# Work order
Your task is to write out all of the records once more, exactly.

# Supplied material
Issue #63, opened 2026-03-18
Migrate legacy interactive.py CLI to new command pattern


din0s:
Follow-up to #59.

We should migrate the legacy `interactive.py` CLI UI to use the new command pattern, to be consistent with the Textual TUI. This is low priority, as the recommended way to run EvoScientist is through Textual.

PR #162, opened 2026-04-16
feat: add /model command for changing models inside TUI/CLI

mooshroom4422:
## Description

Add ```/model``` command for changing models inside TUI/CLI session. It supports selection menu (only in TUI) and ```--save``` flag, for persistent changes.

## Type of change

Add a new command.

- [ ] Bug fix
- [x] New feature
- [ ] Test improvement

## Checklist

- [x] `uv run pytest` passes

## Summary by CodeRabbit

* **New Features**
  * Added a /model command to list, pick, and switch chat models (supports --save). Includes an inline interactive model picker in both CLI and TUI; changes update UI status, welcome banner, and streaming metadata immediately. Clear confirmations and error messages shown.
* **Tests**
  * Added tests for argument parsing, interactive pick/cancel flows, switching, persistence (--save), and error handling.


EvoScientist/commands/implementation/model.py
```diff
@@ -0,0 +1,161 @@
...
+    Raises:
+        ValueError: If the model is unknown and no provider was given.
+    """
+    from ...llm.models import MODELS
+
+    model_name = args[0]
+    provider_override = args[1] if len(args) > 1 else None
+
+    if model_name not in MODELS and provider_override is None:
+        raise ValueError(f"Unknown model '{model_name}'")
```
din0s, line 27: Is this shown to the user? If so, we could give them a better hint as to why there is an error (which is that they need to pass a provider name)

EvoScientist/cli/interactive.py
```diff
@@ -676,6 +677,7 @@ async def _cmd_delete(arg: str):
 
     async def _async_main_loop():
         """Async main loop with prompt_async and channel queue checking."""
+        nonlocal model
```
din0s, line 675: not a blocker but maybe we could use state["model"] instead of nonlocal to conform with the behavior in the rest of this file (or switch to proper OOP and not have to deal with this again but that's outside the scope of this PR...)

and do we need to do the same with the provider?

EvoScientist/cli/tui_interactive.py
```diff
@@ -782,6 +804,34 @@ def on_mcpbrowser_widget_cancelled(self, event) -> None:  # type: ignore[overrid
...
+            try:
+                return await asyncio.wait_for(self._model_picker_future, timeout=120)
+            except (TimeoutError, asyncio.CancelledError):
+                return None
+            finally:
+                self._model_picker_future = None
+                try:
+                    picker_widget.remove()
+                except Exception:
+                    pass
```
din0s: is this safe? when could it happen? should we at least log?

EvoScientist/commands/implementation/model.py
```diff
@@ -0,0 +1,161 @@
...
+            set_config_value("provider", provider)
+
+        # Rebuild the agent so subsequent turns use the new model
+        from ...cli.agent import _load_agent
+
+        new_agent = _load_agent(
+            workspace_dir=ctx.workspace_dir,
+            checkpointer=ctx.checkpointer,
+            config=cfg,
+        )
```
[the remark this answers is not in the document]
din0s: Valid review but its proposed fix is a bit overengineered. We can just call `_load_agent` first, then `set_chat_model`, and then update the config. So if the agent construction fails, nothing will have been mutated.

EvoScientist/cli/tui_interactive.py
din0s: should this now be `self._current_model`?

EvoScientist/cli/tui_interactive.py
```diff
@@ -2279,10 +2346,16 @@ def update_status_after_compact(self, tokens_after: int) -> None:
...
-                model_name=model,
+                model_name=self._current_model,
             )
             self._rebuild_status_snapshot()
 
+        def update_status_after_model_change(self, new_model: str) -> None:
+            """Update the status bar after /model switches the LLM."""
+            self._current_model = new_model
+            self._status_base_snapshot = make_empty_status_snapshot(new_model)
+            self._rebuild_status_snapshot()
```
din0s: should we call `_render_welcome()` as well to refresh the banner?

EvoScientist/cli/tui_interactive.py
```diff
@@ -782,6 +804,34 @@ def on_mcpbrowser_widget_cancelled(self, event) -> None:  # type: ignore[overrid
...
+        async def _wait_for_model_pick(self, picker_widget) -> tuple[str, str] | None:
+            """Wait for user to pick a model from ModelPickerWidget.
+
+            Returns ``(name, provider)`` or ``None`` on cancel/timeout.
+            """
+            self._model_picker_future = asyncio.get_event_loop().create_future()
+            try:
+                return await asyncio.wait_for(self._model_picker_future, timeout=120)
+            except (TimeoutError, asyncio.CancelledError):
+                return None
```
din0s, line 846: why do we have a timeout here?

EvoScientist/commands/implementation/model.py
```diff
@@ -0,0 +1,161 @@
...
+    arguments: ClassVar[list[Argument]] = [
+        Argument(
+            name="model_name",
+            type=str,
+            description="Model short name (e.g. claude-sonnet-4-6). Opens picker if omitted.",
+            required=False,
+        ),
+        Argument(
+            name="--save",
+            type=str,
```
din0s: I guess this works but why don't we have proper support for `bool` arguments?

EvoScientist/cli/tui_interactive.py
din0s: same here regarding `model` vs `self._current_model`, are these stale?

din0s (commented):
coderabbit caught the most critical issues, just some smaller comments from my side:

din0s:
also developing and maintaining 2 separate command implementations in CLI and TUI is prone to bugs, we should tackle #63 soon

EvoScientist/cli/tui_interactive.py
mooshroom4422: from what i understand, this is only triggered by small ui issues, for example the widget is already closed, i think it should be safe.

EvoScientist/commands/implementation/model.py
mooshroom4422: i've removed the ```and provider_override is None```, since it looks like a bug in this context, it is enough that the model is not listed. in both tui/cli user gets feedback.

din0s:
changes look good, just resolve the latest coderabbit comment for the cli <-> tui parity on the `_load_agent` fix and we can merge this

din0s (approved):
awesome

youganglyu (approved):

SemiGlassFace:
@X-iZhang in future PRs could wait to finish review of the latest changes before merging?

X-iZhang:
ok — I was mainly resolving CodeRabbit's leftover comments and merged once that was done. Will leave more buffer for review on future PRs. Happy to address any feedback in a follow-up.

# Worked solution
Issue #63, opened 2026-03-18
Migrate legacy interactive.py CLI to new command pattern


din0s:
Follow-up to #59.

We should migrate the legacy `interactive.py` CLI UI to use the new command pattern, to be consistent with the Textual TUI. This is low priority, as the recommended way to run EvoScientist is through Textual.

PR #162, opened 2026-04-16
feat: add /model command for changing models inside TUI/CLI

mooshroom4422:
## Description

Add ```/model``` command for changing models inside TUI/CLI session. It supports selection menu (only in TUI) and ```--save``` flag, for persistent changes.

## Type of change

Add a new command.

- [ ] Bug fix
- [x] New feature
- [ ] Test improvement

## Checklist

- [x] `uv run pytest` passes

## Summary by CodeRabbit

* **New Features**
  * Added a /model command to list, pick, and switch chat models (supports --save). Includes an inline interactive model picker in both CLI and TUI; changes update UI status, welcome banner, and streaming metadata immediately. Clear confirmations and error messages shown.
* **Tests**
  * Added tests for argument parsing, interactive pick/cancel flows, switching, persistence (--save), and error handling.


EvoScientist/commands/implementation/model.py
```diff
@@ -0,0 +1,161 @@
...
+    Raises:
+        ValueError: If the model is unknown and no provider was given.
+    """
+    from ...llm.models import MODELS
+
+    model_name = args[0]
+    provider_override = args[1] if len(args) > 1 else None
+
+    if model_name not in MODELS and provider_override is None:
+        raise ValueError(f"Unknown model '{model_name}'")
```
din0s, line 27: Is this shown to the user? If so, we could give them a better hint as to why there is an error (which is that they need to pass a provider name)

EvoScientist/cli/interactive.py
```diff
@@ -676,6 +677,7 @@ async def _cmd_delete(arg: str):
 
     async def _async_main_loop():
         """Async main loop with prompt_async and channel queue checking."""
+        nonlocal model
```
din0s, line 675: not a blocker but maybe we could use state["model"] instead of nonlocal to conform with the behavior in the rest of this file (or switch to proper OOP and not have to deal with this again but that's outside the scope of this PR...)

and do we need to do the same with the provider?

EvoScientist/cli/tui_interactive.py
```diff
@@ -782,6 +804,34 @@ def on_mcpbrowser_widget_cancelled(self, event) -> None:  # type: ignore[overrid
...
+            try:
+                return await asyncio.wait_for(self._model_picker_future, timeout=120)
+            except (TimeoutError, asyncio.CancelledError):
+                return None
+            finally:
+                self._model_picker_future = None
+                try:
+                    picker_widget.remove()
+                except Exception:
+                    pass
```
din0s: is this safe? when could it happen? should we at least log?

EvoScientist/commands/implementation/model.py
```diff
@@ -0,0 +1,161 @@
...
+            set_config_value("provider", provider)
+
+        # Rebuild the agent so subsequent turns use the new model
+        from ...cli.agent import _load_agent
+
+        new_agent = _load_agent(
+            workspace_dir=ctx.workspace_dir,
+            checkpointer=ctx.checkpointer,
+            config=cfg,
+        )
```
[the remark this answers is not in the document]
din0s: Valid review but its proposed fix is a bit overengineered. We can just call `_load_agent` first, then `set_chat_model`, and then update the config. So if the agent construction fails, nothing will have been mutated.

EvoScientist/cli/tui_interactive.py
din0s: should this now be `self._current_model`?

EvoScientist/cli/tui_interactive.py
```diff
@@ -2279,10 +2346,16 @@ def update_status_after_compact(self, tokens_after: int) -> None:
...
-                model_name=model,
+                model_name=self._current_model,
             )
             self._rebuild_status_snapshot()
 
+        def update_status_after_model_change(self, new_model: str) -> None:
+            """Update the status bar after /model switches the LLM."""
+            self._current_model = new_model
+            self._status_base_snapshot = make_empty_status_snapshot(new_model)
+            self._rebuild_status_snapshot()
```
din0s: should we call `_render_welcome()` as well to refresh the banner?

EvoScientist/cli/tui_interactive.py
```diff
@@ -782,6 +804,34 @@ def on_mcpbrowser_widget_cancelled(self, event) -> None:  # type: ignore[overrid
...
+        async def _wait_for_model_pick(self, picker_widget) -> tuple[str, str] | None:
+            """Wait for user to pick a model from ModelPickerWidget.
+
+            Returns ``(name, provider)`` or ``None`` on cancel/timeout.
+            """
+            self._model_picker_future = asyncio.get_event_loop().create_future()
+            try:
+                return await asyncio.wait_for(self._model_picker_future, timeout=120)
+            except (TimeoutError, asyncio.CancelledError):
+                return None
```
din0s, line 846: why do we have a timeout here?

EvoScientist/commands/implementation/model.py
```diff
@@ -0,0 +1,161 @@
...
+    arguments: ClassVar[list[Argument]] = [
+        Argument(
+            name="model_name",
+            type=str,
+            description="Model short name (e.g. claude-sonnet-4-6). Opens picker if omitted.",
+            required=False,
+        ),
+        Argument(
+            name="--save",
+            type=str,
```
din0s: I guess this works but why don't we have proper support for `bool` arguments?

EvoScientist/cli/tui_interactive.py
din0s: same here regarding `model` vs `self._current_model`, are these stale?

din0s (commented):
coderabbit caught the most critical issues, just some smaller comments from my side:

din0s:
also developing and maintaining 2 separate command implementations in CLI and TUI is prone to bugs, we should tackle #63 soon

EvoScientist/cli/tui_interactive.py
mooshroom4422: from what i understand, this is only triggered by small ui issues, for example the widget is already closed, i think it should be safe.

EvoScientist/commands/implementation/model.py
mooshroom4422: i've removed the ```and provider_override is None```, since it looks like a bug in this context, it is enough that the model is not listed. in both tui/cli user gets feedback.

din0s:
changes look good, just resolve the latest coderabbit comment for the cli <-> tui parity on the `_load_agent` fix and we can merge this

din0s (approved):
awesome

youganglyu (approved):

SemiGlassFace:
@X-iZhang in future PRs could wait to finish review of the latest changes before merging?

X-iZhang:
ok — I was mainly resolving CodeRabbit's leftover comments and merged once that was done. Will leave more buffer for review on future PRs. Happy to address any feedback in a follow-up.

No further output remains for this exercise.